Elle a passé le diplôme en 2006. Le niveau des clients reste stable, selon elle, peut-être que les skis permettent de réaliser des choses plus difficiles. «Nous guides, on a nos petites astuces pour calmer les clients, ceux qui ont les yeux plus gros que le ventre, par exemple les tester sur des passages un peu difficiles qui les feront en rabattre un peu», concède-t-elle.

«Aujourd’hui, à la montagne, on est valorisés quand on a pris trop de risques et qu’on s’en est sortis. On a tous des anecdotes d’incidents, on ne nous écoute pas, on n’a pas assez bien communiqué sur les conditions, pas bonnes, on s’est fait pousser par les clients… On manque parfois d’outils pour prendre les bonnes décisions. On se rend compte qu’on a fait des conneries, et qu’on a eu de la chance. Il nous faut toujours rester vigilants, chaque situation est complexe».

Elle dit n'avoir jamais approché la montagne comme un défi, «c'est toujours quelque chose que je faisais si je le pouvais, je n'ai jamais accompli d'exploits». La montagne, pour Ulrika, c'est juste un endroit de «totale liberté», où chacun est responsable de ses actions, un lieu magnifique.

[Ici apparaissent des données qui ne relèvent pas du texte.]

PR #6266, opened 2024-10-28
Make ask to skip the default for 'Intro' and 'Outro' segments

viown:
To stay consistent with https://github.com/jellyfin/jellyfin-androidtv/pull/4111

**Changes**
- Make 'Ask to Skip' the default for intro and outro segments

**Issues**


thornbill (approved):

joshrandall8478:
can you please turn this into a server admin setting, or make it somewhat apparent to change the default? my server uses another plugin to skip intros and outros, and i want the server button to be the only button there by default.

PR #6271, opened 2024-10-30
Refactor media session to playback subscriber

thornbill:
**Changes**
* Migrates MediaSession handling to TypeScript and a PlaybackSubscriber
* Removes duplicate functions for getting the "now playing" image

**Issues**
N/A


src/apps/stable/features/playback/utils/mediaSessionSubscriber.ts
```diff
@@ -0,0 +1,178 @@
...
+/** The default image resolutions to provide to the media session */
+const DEFAULT_IMAGE_SIZES = [96, 128, 192, 256, 384, 512];
+
+const hasNavigatorSession = 'mediaSession' in navigator;
+const hasNativeShell = !!window.NativeShell;
+
+const getArtwork = (item: ItemDto): MediaImage[] => {
+    const artwork: MediaImage[] = [];
+
+    DEFAULT_IMAGE_SIZES.forEach(height => {
```
ferferga, line 23: This can be a map

src/apps/stable/features/playback/utils/mediaSessionSubscriber.ts
```diff
@@ -0,0 +1,178 @@
...
+        const isVideo = item.MediaType === MediaType.Video;
+        const isLocalPlayer = !!this.player?.isLocalPlayer;
+
+        // Local players do their own notifications
+        if (isLocalPlayer && isVideo) {
+            console.debug('[MediaSessionSubscriber] ignoring local player update');
+            return;
+        }
+
+        const album = item.Album || undefined;
```
ferferga, line 112: Better to use ??

At some point we should tackle the annoying `null` introduced by the SDK 😅.

src/apps/stable/features/playback/utils/mediaSessionSubscriber.ts
```diff
@@ -0,0 +1,178 @@
...
+        const names = nowplayinghelper.getNowPlayingNames(item);
+        const artist = names[names.length - 1].text;
+        const title = names.length === 1 ? undefined : names[0].text;
```
ferferga, line 115: This condition is unnecessary? If you use nullish coalescing, text will be undefined if the index doesn't exist.

src/apps/stable/features/playback/utils/mediaSessionSubscriber.ts
thornbill: I didn't use 'map' since it's not 1:1 (`getImageUrl` can return `null` in which case we skip that entry)

src/apps/stable/features/playback/utils/mediaSessionSubscriber.ts
thornbill: Dmitry doesn't like `??` because the code babel produces for it is really verbose.

Agreed it would be really nice if the SDK only used `undefined` though. :upside_down_face:

src/apps/stable/features/playback/utils/mediaSessionSubscriber.ts
thornbill: Good call... I tend to forget about using nullish coalescing when accessing by index. :sweat_smile:

src/apps/stable/features/playback/utils/image.ts
```diff
@@ -0,0 +1,59 @@
...
+        return ServerConnections.getApiClient(item.ServerId).getScaledImageUrl(item.SeriesId, options);
+    }
+
+    if (options.type === ImageType.Thumb) {
+        if (item.SeriesId && item.SeriesThumbImageTag) {
+            options.tag = item.SeriesThumbImageTag;
+
+            return ServerConnections.getApiClient(item.ServerId).getScaledImageUrl(item.SeriesId, options);
+        }
+        if (item.ParentThumbItemId && item.ParentThumbImageTag) {
```
1hitsong, line 29: Add blank link between these two if blocks. All other conditionals have a blank line between blocks.

src/apps/stable/features/playback/utils/mediaSessionSubscriber.ts
ferferga: I also see that you guys don't have https://www.typescriptlang.org/tsconfig/#noUncheckedIndexedAccess enabled, which in these cases it's a life saver

thornbill: Oh nice! I will enable that in a separate PR because it introduced 70 errors. :upside_down_face:

ferferga: Lucky you, I had a bunch of errors in Vue when I enabled it!

ferferga (approved):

«En France, on vit avec un passé très individualiste, qui se retrouve dans notre profession, je trouve cela intéressant de réfléchir quant à la direction que prend notre métier, de mettre en place un collectif, souligne la guide. On sait tous, ce qui fait peur dans notre métier, notre responsabilité. Une décision mauvaise peut entraîner la mort des gens. Il y a une super-solidarité entre les guides, j'y ai découvert un univers de partage d'expérience, moi qui suis une femme qui vient de loin, si je vais dans les Pyrénées ou une autre montagne, j'appelle un guide pour savoir ce qui se passe dans tel ou tel endroit, il me dira, c'est extraordinaire. Quand je suis arrivée, j'ai découvert cet univers-là, même si certains m'ont regardé un peu de travers, j'ai eu des commentaires mais beaucoup moins que ce que je pouvais croire».

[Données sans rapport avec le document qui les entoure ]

Issue #6268, opened 2024-10-29
Web Interface not Honoring Library Page Size


JRGonz:
When setting the Library Page Size to 0 (continuous scrolling) my library will still stop at 100 and not advance when the next (right arrow) is clicked. If I change the setting to 500 (as an example) then it will still only display 100 and advance to the next page but it is not 500, it is 100. 

Another library is stuck on continuous scrolling. If I change the Library Page Size setting to 500 then it will still show all shows in the library. 

I have tried to clear the browser cache, used private browsing, and tried 3 different browsers. Even more strange is if I use a different browser (with no Jellyfin cache / cookie data / etc) then it will be broken as well. I do not see this behavior for movie libraries. They seem to follow the setting just fine. I haven't checked music libraries, but show libraries are definitely affected. 

1. Go to Settings, Display
2. Change Library Page Size to 0 (zero)
3. Go to a library with > 100 items. 
4. The page will show 100 and not advance to the next 100 items (even though it should be showing all items instead of only 100)

The expected behavior is that the web client will honor the Library Page Size setting

I did not see any logs applicable to an issue. 

 - Platform: Debian Linux
 - Browser: LibreWolf, Brave, Epiphany, Jellyfin Media Player
 - Jellyfin Version: 10.10.0

Client is Ubuntu running above browsers. 
![Pasted image](https://github.com/user-attachments/assets/4fcf010b-8c5d-4855-8820-7159b2b76f84)
![Pasted image (2)](https://github.com/user-attachments/assets/aabd4974-e3e9-4668-8303-73c4be67e09c)
![Pasted image (3)](https://github.com/user-attachments/assets/c786fa43-3bb1-47e0-bdcc-b9ab9640a568)
![Pasted image (4)](https://github.com/user-attachments/assets/640c62fe-c6e0-4740-ad40-bef985da8dfc)
![Pasted image (5)](https://github.com/user-attachments/assets/3b89c1df-4387-40e4-b89e-4db1dbbcbfa4)
![Pasted image (6)](https://github.com/user-attachments/assets/68a31947-9506-4815-b619-1a6b749b4e15)

JRGonz:
No. This is with the standard web interface (I tried the browsers listed above)  and the official Jellyfin Media Player flatpak. I can't seem to sort out why it is doing it. I even went so far as to remove one of the shows libraries and re-add it and it still persists.

JRGonz:
[...]

PR #6274, opened 2024-10-30
Make filtering local to each device

viown:
Supersedes https://github.com/jellyfin/jellyfin-web/pull/6264

This makes 'filtering' local to each device while keeping sorting settings stored on the server. Additionally, this fixes the issue with storing query options which don't make sense to save (current page, letter filter, etc)

Due to a key change, this will reset any saved filtering settings but will keep sorting intact.

**Changes**
- Keep filtering local to each device, while only storing sorting settings on the server.
- Make it so that we only save filtering and sort options.
- Filter out any unneeded configuration options saved from previous versions.

**Issues**
Fixes https://github.com/jellyfin/jellyfin-web/issues/6263
Fixes https://github.com/jellyfin/jellyfin-web/issues/6268
https://github.com/jellyfin/jellyfin-web/pull/6264#issuecomment-2443685093

### DIFF
--- a/src/scripts/settings/userSettings.js
+++ b/src/scripts/settings/userSettings.js
@@ -23,7 +23,9 @@ const filterSettingsPostfix = '-filter';
 const allowedFilterSettings = [
     'Filters', 'HasSubtitles', 'HasTrailer', 'HasSpecialFeature',
     'HasThemeSong', 'HasThemeVideo', 'Genres', 'OfficialRatings',
-    'Tags', 'VideoTypes', 'IsHD', 'Is4K', 'Is3D', 'Years'
+    'Tags', 'VideoTypes', 'IsSD', 'IsHD', 'Is4K', 'Is3D',
+    'IsFavorite', 'IsMissing', 'IsUnaired', 'ParentIndexNumber',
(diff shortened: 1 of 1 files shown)


src/scripts/settings/userSettings.js
```diff
@@ -521,13 +539,17 @@ export class UserSettings {
...
+
+        if (sortSettings) {
+            sortSettings = filterQuerySettings(JSON.parse(sortSettings), allowedSortSettings);
+        }
+        if (filterSettings) {
+            filterSettings = filterQuerySettings(JSON.parse(filterSettings), allowedFilterSettings);
         }
 
-        return query;
+        return Object.assign(query, sortSettings, filterSettings);
```
thornbill, line 552: Sonarcloud marks `Object.assign` as a code smell. We should use the spread operator instead.

thornbill: :+1: good call

thornbill (approved):

aaemon:
Is it fixed in the new 10.10.1 release? I could not find this in the changelog. Thanks.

Ulrika aurait bien aimé passer le monitorat de ski, avoir ce complément-là, de pédagogie. «Il y a peu de femmes guide, c'est sans doute une question de rapport au risque, beaucoup de femmes pourraient cependant y prétendre», raconte-t-elle. «On fait de la montagne un peu différemment, mais on pense exactement pareil, (avec les hommes ndlr), on a les mêmes réflexes en escalade, les mêmes façons de penser, les mêmes conclusions sur les situations. Question endurance, on peut être à égalité avec les hommes, c'est sur la force physique qu'on est en deçà», conclut Ulrika.